• **Work required**
Your response should be an exact reproduction of the data below, beginning at the line containing "PR #1295, opened 2017-11-16" and ending with the final line.

----- Records shown -----

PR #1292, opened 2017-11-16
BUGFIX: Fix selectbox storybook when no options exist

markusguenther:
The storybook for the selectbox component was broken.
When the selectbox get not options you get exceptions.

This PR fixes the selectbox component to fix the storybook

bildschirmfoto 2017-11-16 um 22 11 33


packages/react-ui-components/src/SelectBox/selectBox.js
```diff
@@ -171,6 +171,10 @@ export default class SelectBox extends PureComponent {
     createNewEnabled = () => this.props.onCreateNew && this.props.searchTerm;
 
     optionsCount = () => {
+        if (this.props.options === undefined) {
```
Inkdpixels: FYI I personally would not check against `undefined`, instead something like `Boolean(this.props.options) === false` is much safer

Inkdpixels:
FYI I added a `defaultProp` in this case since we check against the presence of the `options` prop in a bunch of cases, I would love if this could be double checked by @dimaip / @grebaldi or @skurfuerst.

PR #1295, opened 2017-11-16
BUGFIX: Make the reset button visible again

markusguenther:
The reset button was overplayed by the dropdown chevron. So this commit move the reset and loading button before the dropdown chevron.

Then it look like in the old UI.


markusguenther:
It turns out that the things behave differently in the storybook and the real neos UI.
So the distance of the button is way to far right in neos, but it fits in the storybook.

-----

• **Your response**
PR #1295, opened 2017-11-16
BUGFIX: Make the reset button visible again

markusguenther:
The reset button was overplayed by the dropdown chevron. So this commit move the reset and loading button before the dropdown chevron.

Then it look like in the old UI.


markusguenther:
It turns out that the things behave differently in the storybook and the real neos UI.
So the distance of the button is way to far right in neos, but it fits in the storybook.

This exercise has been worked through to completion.